# Steady-state fracture toughness of elastic-plastic solids: Isotropic   versus kinematic hardening

**Authors:** Kristian J. Juul, Emilio Mart\'inez-Pa\~neda, Kim L. Nielsen,, Christian F. Niordson

arXiv: 1812.03293 · 2018-12-18

## TL;DR

This study compares the steady-state fracture toughness of elastic-plastic solids under isotropic and kinematic hardening, revealing that kinematic hardening results in higher toughness due to nonproportional loading effects.

## Contribution

It introduces a steady-state framework to compare isotropic and kinematic hardening models in fracture toughness predictions, highlighting the impact of hardening law on crack propagation.

## Key findings

- Kinematic hardening yields higher fracture toughness than isotropic hardening.
- Differences are linked to nonproportional loading and reverse plasticity effects.
- Mode II crack propagation shows minimal difference due to less nonproportional loading.

## Abstract

The fracture toughness for a mode I/II crack propagating in a ductile material has been subject to numerous investigations. However, the influence of the material hardening law has received very limited attention, with isotropic hardening being the default choice if cyclic loads are absent. The present work extends the existing studies of monotonic mode I/II steady-state crack propagation with the goal to compare the predictions from an isotropic hardening model with that of a kinematic hardening model. The work is conducted through a purpose-built steady-state framework that directly delivers the steady-state solution. In order to provide a fracture criterion, a cohesive zone model is adopted and embedded at the crack tip in the steady-state framework, while a control algorithm for the far-field, that significantly reduces the number of equilibrium iterations is employed to couple the far-field loading to the correct crack tip opening.
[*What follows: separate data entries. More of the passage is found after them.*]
PR #265, opened 2020-08-20
Adds Hashable conformance to a bunch of our motion/location types

mbrandonw:


Sources/ComposableCoreLocation/Models/Beacon.swift
```diff
@@ -46,14 +46,4 @@ public struct Beacon: Equatable {
...
-
-  public static func == (lhs: Self, rhs: Self) -> Bool {
-    return lhs.accuracy == rhs.accuracy
-      && lhs.major == rhs.major
-      && lhs.minor == rhs.minor
-      && lhs.proximity == rhs.proximity
-      && lhs.rssi == rhs.rssi
-      && lhs.timestamp == rhs.timestamp
-      && lhs.uuid == rhs.uuid
-  }
```
mbrandonw, line 58: this wasn't even necessary, all these types are equatable just fine

Sources/ComposableCoreLocation/Models/Heading.swift
```diff
@@ -47,14 +47,4 @@ public struct Heading: Equatable {
...
-
-  public static func == (lhs: Self, rhs: Self) -> Bool {
-    lhs.headingAccuracy == rhs.headingAccuracy
-      && lhs.magneticHeading == rhs.magneticHeading
-      && lhs.timestamp == rhs.timestamp
-      && lhs.trueHeading == rhs.trueHeading
-      && lhs.x == rhs.x
-      && lhs.y == rhs.y
-      && lhs.z == rhs.z
-  }
```
mbrandonw, line 59: same here

Sources/ComposableCoreLocation/Models/Location.swift
```diff
@@ -36,20 +35,16 @@ public struct Location {
...
-    let speedAccuracyIsEqual: Bool
     let courseAccuracyIsEqual: Bool
-
     #if compiler(>=5.2)
       if #available(iOS 13.4, macCatalyst 13.4, macOS 10.15.4, tvOS 13.4, watchOS 6.2, *) {
         courseAccuracyIsEqual = lhs.courseAccuracy == rhs.courseAccuracy
       } else {
         courseAccuracyIsEqual = true
       }
-      speedAccuracyIsEqual = lhs.speedAccuracy == rhs.speedAccuracy
```
mbrandonw, line 50: I think this didn't need to be guarded in the `#if`, seems perfectly available on all the platforms/OS's we support

stephencelis: Hm tests are failing with

> Value of type 'CLLocation' has no member 'speedAccuracy'

mbrandonw: huh strange, docs say `speedAccuracy` was introduced in iOS 10.0, but maybe that is wrong. will change this bit.

PR #608, opened 2021-06-21
Relax ViewStore.binding constraint

stephencelis:
Must've been accidental.


stephencelis:
Ah yeah, the constraint is inherited. Was hoping it would be possible to relax for types that can't be equatable but not sure it's possible. Will close for now.

PR #624, opened 2021-06-29
Added multicast to ViewStore publisher to reduce equality checks

iampatbrown:
I don't think there is too much overhead using multicast and creating an additional CurrentValueSubject. It might be possible to implement similar behaviour inside StorePublisher as an alternative though.


iampatbrown:
Could consider storing the CurrentValueSubject inside the ViewStore and just call objectWillChange inside the sink... 
```swift
public init(
    _ store: Store<State, Action>,
    removeDuplicates isDuplicate: @escaping (State, State) -> Bool
  ) {
    self._state = CurrentValueSubject(store.state.value)
    let publisher = store.state
      .removeDuplicates(by: isDuplicate)
      .multicast(subject: self._state)
      .autoconnect()
    
    self.publisher = StorePublisher(publisher)
    self._send = store.send
    self.viewCancellable = publisher
      .sink { [weak self] _ in self?.objectWillChange.send() }
  }

  /// The current state.
  public var state: State {
    self._state.value
  }
  ```

stephencelis:
@iampatbrown Thanks for this! @mbrandonw and I took inspiration from #618 and wrote a very naive benchmark that showed that multicasting with a new subject does add a bit of overhead. We'd like to write a beefier benchmark with state that's a bit more real-world, though, to weigh this overhead against the equality check it's preventing. We're going to keep this open while we investigate further, but wanted to let you know where we're at 😄

iampatbrown:
Great idea :) Was looking at that discussion as well. I'll definitely investigate further using the benchmark branch.

iampatbrown:
@stephencelis and @mbrandonw storing the state in a CurrentValueSubject and forwarding changes seems to work better on my end.

stephencelis:
@iampatbrown Looks like it! We're seeing a much more minimal cost with those changes. We'd like to flesh out some benchmarks before merging this, but assume that it will be a favorable change :smile: Thanks again for taking the time to dig into the problem and submit this PR!

iampatbrown:
No worries. Thanks for pointing me in the right direction. 

I noticed with CurrentValueSubject `state.send(newValue)` benchmarked better than `state.value = newValue` and also `guard let self = self` worked better than `self?.` when weak self was referenced more than once inside a closure. It was fairly insignificant but interesting to learn more about.

iampatbrown:
@stephencelis Okay for me to close this one? Pretty straight forward for you guys to implement on your end when ready.

stephencelis:
We're happy to leave it open and merge when we've weighed the performance. If being open is getting in the way for you, let us know. We can track and link to it in another issue.

iampatbrown:
Cool. We can leave it open. I'll just fix up the formatting. At some point I would have used swift format which made a change to the convenience initialisers.

stephencelis:
@iampatbrown No need to worry about formatting 😄 We automatically run `swift-format` on `main` when branches are merged.

mbrandonw:
Hi @iampatbrown, I just merged main into this branch and did a small clean up pass here https://github.com/pointfreeco/swift-composable-architecture/pull/624/commits/48845a9bc0edc17209118ab6f53ec8b54b6a6d37. We will be merging soon!

mbrandonw (approved):
Going to merge this now. We benchmarked this with your latest changes the times even went down by about ~5%.

Thanks for the work @iampatbrown!

PR #632, opened 2021-07-06
Don't use CasePath in .binding

mbrandonw:
Deprecating the `.binding` helper that takes a `CasePath` directly and adding a new one that only takes an extraction.


stephencelis (approved):

stephencelis:
Getting rid of the deprecated version gets 11.7 building. We could also leave it in with a `#if compiler(>=5.3)` check. I think it's highly unlikely that there are many cases in the wild of non-literal case paths being passed to `Reducer.binding`, but hopefully this covers whatever instances are out there.

Issue #625, opened 2021-06-30
`ViewStore.binding` firing when state is nil


ferologics:
When a view is dismissed, and the parent nils the child's state, an `optional()` reducer will receive actions from child's view binding even if the child state is `nil`, thus we get an `assertionFailure`. How to prevent that? 

Could the `IfLetStore` somehow remove the view immediately when it's optional state is set to nil (to not leave room for any child state action emission)?

stephencelis:
:wave: @ferologics Thanks for the report. We'd love to help but need a bit more info. When you tap the "new issue" button we have a "bug report" template that tries to collect a bunch of info that make it easier for us to get a handle on issues. The most helpful things would be:

- Could you attach a project demonstrating the problem?
- Could you let us know what version of swift-composable-architecture, Xcode, OS, etc., the problem is occurring in? OS behavior changes over time (SwiftUI 1 vs. 2 vs. 3), so it'd be helpful to know if this is a long-standing issue, new, etc.

stephencelis:
Hi @ferologics, I'm going to close this now, since there's not enough information to reproduce. If either of the other issues that mention this one, #631 or #634, are the same issue, please let us know! And if it's an entirely different issue, please attach a project that captures it here. We'd love to figure out a fix! I'll reopen this if you do.

stephencelis:
(This might also be a related issue: https://github.com/pointfreeco/swift-composable-architecture/issues/282)

ferologics:
@stephencelis I'm apologize for the lack of documentation provided around the issue. During my debugging I've found that the `assertionFailure was triggered from within a `GeometryReader` of the child view (who's state was nil at the time). The `GeometryReader` updates a binding passed from parent to child, which would re-evaluate upon the child's view dismissal.

At the end of the day we still had to use a `[ID:State]` dictionary (which kept the state "alive" in case any actions would be sent to it). Perhaps some may use this as an alternative to `optional(breakpointOnNil: false)` (although I would not encourage it).

PR #634, opened 2021-07-07
Change ViewStore state update behavior

maximkrouk:
I had an issue with a ComposableCollectionView, so that fix resolves the issue.
- `ComposableCollectionView` is a dataSource of self and it returns `store.items.count` from `numberOfItemsInSection` method
- `ComposableCollectionView` subscribes to `state.items.count` changes and updates itself
- After loading data, published `state.items.count` is equal to 10, but `viewStore.items.count` is 0
- So state update is received before the `ViewStore.state` acually changed

The fix is that `ViewStore.state` is taken directly from the `Store` now, so we don't even have to assign a new `Store.state` to the `ViewStore.state` anymore, but instead of this we should send `ViewStore.objectWillChange` event from the subscription

### DIFF
--- a/Sources/ComposableArchitecture/ViewStore.swift
+++ b/Sources/ComposableArchitecture/ViewStore.swift
@@ -72,17 +72,17 @@ public final class ViewStore<State, Action>: ObservableObject {
     removeDuplicates isDuplicate: @escaping (State, State) -> Bool
   ) {
     self.publisher = StorePublisher(store.state, removeDuplicates: isDuplicate)
-    self._state =  { store.state.value }
+    self._state = { store.state.value }
     self._send = store.send
     self.viewCancellable = store.state
       .dropFirst()
       .removeDuplicates(by: isDuplicate)
       .sink { [weak self] _ in self?.objectWillChange.send() }
   }
-  
+
   let _state: () -> State
   let _send: (Action) -> Void
-  
+
   /// The current state.
   public var state: State { _state() }
 
--- a/Sources/ComposableArchitecture/ViewStore.swift
+++ b/Sources/ComposableArchitecture/ViewStore.swift
@@ -72,22 +72,19 @@ public final class ViewStore<State, Action>: ObservableObject {
     removeDuplicates isDuplicate: @escaping (State, State) -> Bool
   ) {
     self.publisher = StorePublisher(store.state, removeDuplicates: isDuplicate)
-    self.state = store.state.value
+    self._state =  { store.state.value }
     self._send = store.send
     self.viewCancellable = store.state
       .dropFirst()
       .removeDuplicates(by: isDuplicate)
-      .sink { [weak self] in self?.state = $0 }
+      .sink { [weak self] _ in self?.objectWillChange.send() }
   }
-
-  /// The current state.
-  public private(set) var state: State {
-    willSet {
-      self.objectWillChange.send()
-    }
-  }
-
+  
+  let _state: () -> State
   let _send: (Action) -> Void
+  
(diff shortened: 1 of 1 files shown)


maximkrouk:
Probably that should fix this issue https://github.com/pointfreeco/swift-composable-architecture/issues/625

stephencelis:
@maximkrouk I think that issue may be unrelated. This seems like a reasonable change of behavior, though! @mbrandonw and I will discuss soon!

maximkrouk:
As an addition I'd like to mention, that I tried to delay an update for 0.1-0.2s, but it wasn't enough for `viewStore.state` to update, so inability to get a real state of the system is an unexpected behavior for me and it also disables the benefit from using `CurrentValueSubject` instead of `@Published` for Store.state

iampatbrown:
@maximkrouk can you try with the changes from [pull/#624](https://github.com/pointfreeco/swift-composable-architecture/pull/624) and let me know if that works on your end.

stephencelis:
@iampatbrown We're gonna merge this, since it's been a long-standing complaint in behavior. We'll tweak it in another PR so that it should be compatible with the work on your branch. Thanks again, @maximkrouk!

stephencelis (approved):

clayellis-cricut:
This change is setting off red flags for me and I just want to make sure that the reasoning of the `willSet` semantics of `ObservableObject` were considered before making this change (I'm sure they have, just being cautious) as this could potentially have an impact on view update performance. The entire thread is worth reading, but this post in particular: https://forums.swift.org/t/is-this-a-bug-in-published/31292/39

mbrandonw:
@clayellis-cricut Thanks for brining this up! You are totally right. We moved a little too fast on this 😬.

We were able to get a failing test that proves that we are not calling `objectWillChange` at the right time:

```swift
func testWillSet() {
  let reducer = Reducer<Int, Void, Void> { count, _, _ in
    count += 1
    return .none
  }

  let store = Store(initialState: 0, reducer: reducer, environment: ())
  let viewStore = ViewStore(store)

  var results: [Int] = []

  viewStore.objectWillChange
    .sink { _ in results.append(viewStore.state) }

  viewStore.send(())
  viewStore.send(())
  viewStore.send(())

  // ❌ XCTAssertEqual failed: ("[0, 1, 2]") is not equal to ("[1, 2, 3]")
  XCTAssertEqual([0, 1, 2], results) 
}
```

However, coincidentally, the changes in @iampatbrown's PR https://github.com/pointfreeco/swift-composable-architecture/pull/624 actually fix this issue in addition to what that PR aims to solve (that of too many equality checks). So we are going to get that PR fixed up and merged into main soon.

Luckily we haven't cut a release yet so no one should have pulled in this code (though to be fair we aren't sure how to make SwiftUI do something wrong from flipping `willSet` with `didSet`, but I'm sure there is some way).

tgrapperon:
> we aren't sure how to make SwiftUI do something wrong from flipping willSet with didSet

I don't know if it answers your question, but in one of this year's WWDC videos ([Discover concurrency in SwiftUI](https://developer.apple.com/videos/play/wwdc2021/10019/) I guess), they explained how `willSet` is used to trigger a snapshot of the state that will be compared with the current state on the next tick to decide if the view should update.
 If `didSet` is used to trigger `objectWillChange`, snapshot may occur too late and SwiftUI may not spot state changes.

Results show that the steady-state fracture toughness (shielding ratio) obtained for a kinematic hardening material is larger than for the corresponding isotropic hardening case. The difference between the isotropic and kinematic model is tied to the nonproportional loading conditions and reverse plasticity. This also explains the vanishing difference in the shielding ratio when considering mode II crack propagation as the non-proportional loading is less pronounced and the reverse plasticity is absent.